🤖 AI Summary
Infrared and visible image fusion (IVIF) suffers from performance limitations due to the absence of ground-truth paired benchmarks, forcing existing deep learning methods to rely heavily on hand-crafted mathematical loss functions. To address this, we propose the first language-driven IVIF framework that leverages natural language descriptions as semantic fusion targets. Specifically, we exploit CLIP to construct a joint text-image embedding space and introduce a novel language-guided semantic alignment loss, thereby eliminating reliance on traditional mathematical priors. Our method comprises four key components: (1) CLIP-based multimodal encoding, (2) text-guided embedding space modeling, (3) semantic alignment supervision during training, and (4) a dual-modality feature fusion network. Extensive experiments on multiple benchmark datasets demonstrate consistent and significant improvements over state-of-the-art methods, achieving superior performance in both qualitative and quantitative evaluations. This work establishes a new paradigm for unsupervised, cross-modal image fusion without ground-truth supervision.
📝 Abstract
Infrared-visible image fusion (IVIF) has attracted much attention owing to the highly-complementary properties of the two image modalities. Due to the lack of ground-truth fused images, the fusion output of current deep-learning based methods heavily depends on the loss functions defined mathematically. As it is hard to well mathematically define the fused image without ground truth, the performance of existing fusion methods is limited.
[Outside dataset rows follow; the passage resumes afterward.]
PR #3664, opened 2025-12-16
feat: add the ability to print qrcodes to `<lnbits-qrcode>` component

dni:
this print is used in extensions like lnurlp. were now there is a `print_qr.html` page which renders the qrcode component specifically for this purpose. this will replace that page entirely and also fix an issue where only the bech32 version was printable.

- add print icon
- dynamic qr code print page

screenshot-1765875180

https://github.com/user-attachments/assets/f80459e7-fd08-49ed-b071-e6e1df13b77f


lnbits/templates/components.vue
```diff
@@ -534,7 +534,7 @@ include('components/lnbits-error.vue') %}
       <q-tab name="bech32" icon="qr_code" label="bech32"></q-tab>
       <q-tab name="lud17" icon="link" label="url (lud17)"></q-tab>
     </q-tabs>
-    <lnbits-qrcode :value="lnurl" nfc="true"></lnbits-qrcode>
+    <lnbits-qrcode :value="lnurl" nfc="true" print="true"></lnbits-qrcode>
```
dni, line 537: default use the print for the qrcode-lnurl component

talvasconcelos (approved):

In this paper, we first propose to use natural language to express the objective of IVIF, which can avoid the explicit mathematical modeling of fusion output in current losses, and make full use of the advantage of language expression to improve the fusion performance. For this purpose, we present a comprehensive language-expressed fusion objective, and encode relevant texts into the multi-modal embedding space using CLIP. A language-driven fusion model is then constructed in the embedding space, by establishing the relationship among the embedded vectors to represent the fusion objective and input image modalities. Finally, a language-driven loss is derived to make the actual IVIF aligned with the embedded language-driven fusion model via supervised training. Experiments show that our method can obtain much better fusion results than existing techniques.